January 19, 2020: Double-crossing the Finnish line

Readers of the Jerusalem Post have their say.

Letters (photo credit: REUTERS)
Letters
(photo credit: REUTERS)
Double-crossing the Finnish line
Regarding “Finnish MP arrested after breaking through Gaza border fence” (January 16), Finnish Member of Parliament Anna Kontula, with four others, attempted to breach the Gaza border fence from the Israeli side.
Part of a group calling themselves “Gaza 2020 Breaking the Siege,” these anti-Israel activists said they were arrested because of their first attempt at breaking an illegal “Apartheid” fence. The truth is, however, that the group’s goal to breach the Gaza border fence is an illegal and criminal act. Anna Kontula was actively involved in spreading antisemitism against the Jews and the State of Israel – untruthful propaganda and manipulation that blinds eyes and hearts.
PETRI PAAVOLA
Finland
Gross human rights violations – real ones – exist in numerous locations worldwide, yet in line with her personal vendetta against Israel, Finnish Member of Parliament Anna Kontula deliberately chooses to focus exclusively on harming the only true democracy in the Middle East.

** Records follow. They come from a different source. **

PR #12, opened 2016-09-09
Avoid system Python

tdsmith:
This proposal suggests that Homebrew abandon its long-standing position
of favoring system Python for applications whenever possible.

I'm hoping to collect feedback from Homebrew maintainers and the Python
community on this PR; let me know if you feel that's inappropriate.

### DIFF
--- a/XX-avoid-system-python.md
+++ b/XX-avoid-system-python.md
@@ -1,0 +1,46 @@
+# Avoid system Python
+
+Tim D. Smith, Sep 9 2016
+
+## Introduction
+
+This proposal suggests that Homebrew abandon its long-standing position of favoring system Python for applications whenever possible.
+
+## Motivation
+
+The primary reason to prefer Homebrew's Python over system Python is that system Python links the `ssl` module included in the Python stdlib against the end-of-lifed 0.9.8 branch of OpenSSL.
+
+OpenSSL 0.9.8 does not support TLS 1.1 or 1.2. Despite attacks, there are safe modes of operation for TLS 1.0, but TLS 1.0 is nonetheless being phased out. For example, the PCI (Payment Card Industry) standards have set a [sunset date](https://blog.pcisecuritystandards.org/migrating-from-ssl-and-early-tls) for TLS 1.0 and vendors including CDN Fastly [are responding apace](https://www.fastly.com/blog/update-our-tls-10-and-11-deprecation-plan) by progressively disabling TLS 1.0 traffic.
+
+Applications including mercurial have begun to complain if TLS 1.1+ connections cannot be established. Homebrew responded by installing mercurial [against a Homebrew python by default](https://github.com/Homebrew/homebrew-core/issues/3541); as we move boldly into the future, more applications are likely to exhibit this behavior.
+
+## Mitigations
+
+The popular HTTP client library `requests` will prefer PyOpenSSL to the stdlib ssl module if it is available. The `cryptography` package, upon which PyOpenSSL depends, may be built against a Homebrew OpenSSL. This means that applications which rely on `requests` for all network traffic are not affected if the formula installs the necessary additional dependencies.
+
+Alas: not all TLS traffic is HTTP, and not all applications handle HTTP traffic with `requests`.
+
+## Proposed solution
+
+* Begin using `depends_on :python` with reckless abandon for applications that use python at runtime. For most users, most of the time, this will resolve to a dependency on Homebrew python. Users building from source will, subject to resolution of https://github.com/Homebrew/brew/issues/712, build using the first python in $PATH instead.
+* Add audit checks that look for suspicious Python shebangs or virtualenvs.
+* Continue to allow implicit dependencies on system Python for library bindings, since those are unlikely to interact with the ssl module.
+* Continue to allow implicit build dependencies on system Python, unless network traffic is involved.
+
+Concerns with this approach are:
+
+* If you don't want to install Homebrew's Python, it is inconvenient to globally opt out.
+  * A possible mitigation would be to introduce yet another environment variable to force formulas with a :python dependency to build from source.
+  * Another possible mitigation is the [`--with-custom-python`](https://github.com/Homebrew/homebrew-core/pull/3548/files#diff-79aaf9c9ba469f17b9f16f996d7e6290R17) switch deployed for Mercurial, which has the desired effect but introduces class-level conditional dependencies, which don't behave well.
+* Homebrew uses one fewer system dependency.
+* ?
+
+
+## Alternatives
+
+* Do nothing: since the majority of Homebrew users use the most recently released version of OS X, Homebrew could elect to solve this issue by inaction if the forthcoming Sierra release linked the system python against a more recent TLS library. Unfortunately, the betas released to date continue to build the ssl module against OpenSSL 0.9.8.
+* Use `depends_on "python"` instead. This will always resolve to a dependency on Homebrew python. This is more reliable and more obvious; the bottling behavior for :python is surprising if you haven't spent much time with it. It'll also annoy people that don't want to use Homebrew's python.
+
+## Recommendation
+
+Adopt the proposed solution with zero or more mitigations.
--- a/006-avoid-system-python.md
+++ b/006-avoid-system-python.md
@@ -33,7 +33,6 @@ Concerns with this approach are:
   * A possible mitigation would be to introduce yet another environment variable to force formulas with a :python dependency to build from source.
   * Another possible mitigation is the [`--with-custom-python`](https://github.com/Homebrew/homebrew-core/pull/3548/files#diff-79aaf9c9ba469f17b9f16f996d7e6290R17) switch deployed for Mercurial, which has the desired effect but introduces class-level conditional dependencies, which don't behave well.
 * Homebrew uses one fewer system dependency.
-* ?
 
 
 ## Alternatives
@@ -44,3 +43,7 @@ Concerns with this approach are:
 ## Recommendation
 
 Adopt the proposed solution with zero or more mitigations.
+
+## Resolution
+
+The proposed solution is adopted without mitigations.


XX-avoid-system-python.md
```diff
@@ -0,0 +1,46 @@
...
+
+Tim D. Smith, Sep 9 2016
+
+## Introduction
+
+This proposal suggests that Homebrew abandon its long-standing position of favoring system Python for applications whenever possible.
+
+## Motivation
+
+The primary reason to prefer Homebrew's Python over system Python is that system Python links the `ssl` module included in the Python stdlib against the end-of-lifed 0.9.8 branch of OpenSSL.
```
MikeMcQuaid: Also worth noting: Apple have told people this is deprecated and they should move away from it. Shame they haven't 😀

XX-avoid-system-python.md
```diff
@@ -0,0 +1,46 @@
...
+
+## Mitigations
+
+The popular HTTP client library `requests` will prefer PyOpenSSL to the stdlib ssl module if it is available. The `cryptography` package, upon which PyOpenSSL depends, may be built against a Homebrew OpenSSL. This means that applications which rely on `requests` for all network traffic are not affected if the formula installs the necessary additional dependencies.
+
+Alas: not all TLS traffic is HTTP, and not all applications handle HTTP traffic with `requests`.
+
+## Proposed solution
+
+* Begin using `depends_on :python` with reckless abandon for applications that use python at runtime. For most users, most of the time, this will resolve to a dependency on Homebrew python. Users building from source will, subject to resolution of https://github.com/Homebrew/brew/issues/712, build using the first python in $PATH instead.
```
MikeMcQuaid: I think it may be worth just making `depends_on :python` always use the Homebrew Python and providing another option for people to specify a custom Python if they really want one. The current situation causes weird failures with `pyenv` or Anaconda Python's in the PATH and I'm not sure users really care what Python is being used if it's up-to-date for anything except e.g. Vim (where we already do this)

XX-avoid-system-python.md
```diff
@@ -0,0 +1,46 @@
...
+* Add audit checks that look for suspicious Python shebangs or virtualenvs.
+* Continue to allow implicit dependencies on system Python for library bindings, since those are unlikely to interact with the ssl module.
```
MikeMcQuaid: 👍

XX-avoid-system-python.md
```diff
@@ -0,0 +1,46 @@
...
+## Mitigations
+
+The popular HTTP client library `requests` will prefer PyOpenSSL to the stdlib ssl module if it is available. The `cryptography` package, upon which PyOpenSSL depends, may be built against a Homebrew OpenSSL. This means that applications which rely on `requests` for all network traffic are not affected if the formula installs the necessary additional dependencies.
+
+Alas: not all TLS traffic is HTTP, and not all applications handle HTTP traffic with `requests`.
+
+## Proposed solution
+
+* Begin using `depends_on :python` with reckless abandon for applications that use python at runtime. For most users, most of the time, this will resolve to a dependency on Homebrew python. Users building from source will, subject to resolution of https://github.com/Homebrew/brew/issues/712, build using the first python in $PATH instead.
+* Add audit checks that look for suspicious Python shebangs or virtualenvs.
```
MikeMcQuaid: 👍

XX-avoid-system-python.md
```diff
@@ -0,0 +1,46 @@
...
+* Continue to allow implicit dependencies on system Python for library bindings, since those are unlikely to interact with the ssl module.
+* Continue to allow implicit build dependencies on system Python, unless network traffic is involved.
```
MikeMcQuaid: 👍

XX-avoid-system-python.md
```diff
@@ -0,0 +1,46 @@
...
+
+Concerns with this approach are:
+
+* If you don't want to install Homebrew's Python, it is inconvenient to globally opt out.
```
MikeMcQuaid: The same argument could be made for OpenSSL and I think the same logic increasingly applies to both.

XX-avoid-system-python.md
```diff
@@ -0,0 +1,46 @@
...
+  * A possible mitigation would be to introduce yet another environment variable to force formulas with a :python dependency to build from source.
+  * Another possible mitigation is the [`--with-custom-python`](https://github.com/Homebrew/homebrew-core/pull/3548/files#diff-79aaf9c9ba469f17b9f16f996d7e6290R17) switch deployed for Mercurial, which has the desired effect but introduces class-level conditional dependencies, which don't behave well.
```
MikeMcQuaid: We could add logic to the requirement for this somehow that does something smarter.

XX-avoid-system-python.md
```diff
@@ -0,0 +1,46 @@
...
+* Homebrew uses one fewer system dependency.
```
MikeMcQuaid: This is sad but in this case it's increasingly looking like Python is implicitly deprecated by Apple too.

XX-avoid-system-python.md
```diff
@@ -0,0 +1,46 @@
...
+* ?
+
+
+## Alternatives
+
+* Do nothing: since the majority of Homebrew users use the most recently released version of OS X, Homebrew could elect to solve this issue by inaction if the forthcoming Sierra release linked the system python against a more recent TLS library. Unfortunately, the betas released to date continue to build the ssl module against OpenSSL 0.9.8.
+* Use `depends_on "python"` instead. This will always resolve to a dependency on Homebrew python. This is more reliable and more obvious; the bottling behavior for :python is surprising if you haven't spent much time with it. It'll also annoy people that don't want to use Homebrew's python.
```
MikeMcQuaid: I'm a fairly big 👍 on this.

MikeMcQuaid:
Great proposal. A bunch of comments agreed but I agree we should do something.

XX-avoid-system-python.md
tdsmith: Anaconda is difficult to support because it has its own system package management philosophy. I think pyenv generally works fine and that it's helpful to support it because I tell people to use it if they want older branches of Python 3. :)

MikeMcQuaid: I'm 🆒 with supporting pyenv I'm just not sure it's necessary to have e.g. networking using applications use it by default when building from source.

XX-avoid-system-python.md
```diff
@@ -0,0 +1,46 @@
...
+* If you don't want to install Homebrew's Python, it is inconvenient to globally opt out.
+  * A possible mitigation would be to introduce yet another environment variable to force formulas with a :python dependency to build from source.
+  * Another possible mitigation is the [`--with-custom-python`](https://github.com/Homebrew/homebrew-core/pull/3548/files#diff-79aaf9c9ba469f17b9f16f996d7e6290R17) switch deployed for Mercurial, which has the desired effect but introduces class-level conditional dependencies, which don't behave well.
+* Homebrew uses one fewer system dependency.
+* ?
+
+
+## Alternatives
+
+* Do nothing: since the majority of Homebrew users use the most recently released version of OS X, Homebrew could elect to solve this issue by inaction if the forthcoming Sierra release linked the system python against a more recent TLS library. Unfortunately, the betas released to date continue to build the ssl module against OpenSSL 0.9.8.
```
Lukasa: A note here: Apple employees have *hinted* that future Python installs may link against LibreSSL, rather than OpenSSL, and macOS Sierra and El Cap do ship LibreSSL for other purposes (again without development headers). However, there is definitely no plan for Apple to do this in Sierra, and I wouldn't want to bet my life on it happening in 10.13 either.

Lukasa:
I'm a strong :+1:.

tdsmith:
What are the criteria for accepting proposals in this repository?

MikeMcQuaid:
@tdsmith I'm gonna say at least one approval and now you have one.

XX-avoid-system-python.md
tdsmith: I like this idea and I'll try to explore it this weekend.

MikeMcQuaid:
@tdsmith Definitely have enough to 🚢 this if you're happy. Nice work.

tdsmith:
I think we agree on the principle (🎉)  but I'm not sure about the best way
to implement it.

MikeMcQuaid:
I think moving to `depends_on "python"` in a few formulae without an option to disable and seeing if people :rage4: could be a good first step. Ansible feels like a nice test; it's widely used as an application rather than a library.

dch:
Thanks brewers for the effort you are putting in behind the scenes. As a drive-by contributor I'm reminded how much work it is to achieve things like the recent seamless switch from homebrew to homebrew-core, and working out all these dependency issues, on a platform where the default position from the manufacturer is to provide zero info.

MikeMcQuaid:
Thanks for the kind words @dch 💖

MikeMcQuaid:
@tdsmith :shipit:?

tdsmith:
Yes, lets. I'd like to proceed by adding `depends_on :python`.

tdsmith:
I will assign proposal number 6.

claco:
Apologies, maybe my questions were better placed here, but it was no longer 'open': https://github.com/Homebrew/homebrew-core/pull/5042#issuecomment-257978520

CamJN:
Eeeeeeewwwwww. Please don't do this. 😭

MikeMcQuaid:
@CamJN That's not a helpful comment and it's too late now.

CamJN:
How's this for helpful, these pages need to be updated as they are now wrong:

https://github.com/Homebrew/brew/blob/master/docs/Homebrew-and-Python.md
https://github.com/Homebrew/brew/blob/master/docs/Maintainer-Guidelines.md
https://github.com/Homebrew/brew/blob/master/docs/Acceptable-Formulae.md

The last one is only included because you've definitely moved to a pro-duplication strategy with the `@` formulae and now this.

MikeMcQuaid:
> How's this for helpful

It's not. Pull requests are welcome if you care to point out specifics that need correction beyond "they are now wrong".

> The last one is only included because you've definitely moved to a pro-duplication strategy with the @ formulae and now this.

No, we haven't.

Ignoring the serious consequences to Israeli citizens if existing border security precautions are not enforced serves to emphasize Kontula’s ignorance and complete lack of judgment – a blemish that will not serve her well as a parliamentarian.
GISH TRUMAN ROBBINS
Pardesiya
Egregiously excusing antisemitism
“Making excuses for antisemitism, then and now” (January 19) focuses on the history of antisemitism in New York City. A torrent of recent items in the media have featured various pundits discussing the recent spate of antisemitism acts in NYC as a new and to-be-feared phenomenon arising from the actions of US President Donald Trump, the social media, Muslim antisemitism, oppression of Palestinians, etc.
The article, however, details the rich history of antisemitism in NYC in the early 1940s, which included many physical acts of violence in an era far preceding the presence of the above-mentioned factors.
 Conclusion: It is often the media themselves that today exaggerate, amplify, inflate and dramatize various issues and their causes – not only in the realm of antisemitism, but also regarding climate change, dangers to democracy, species extinction, white male supremacy, police brutality, lower sperm counts, disappearing bee populations and many others.
YIGAL HOROWITZ
Beersheba
While focusing on some of the egregious excuses for antisemitism in the recent past, one should not forget the terrible examples of former US president Barack Obama in his misguided uncontrollable pursuit of political correctness.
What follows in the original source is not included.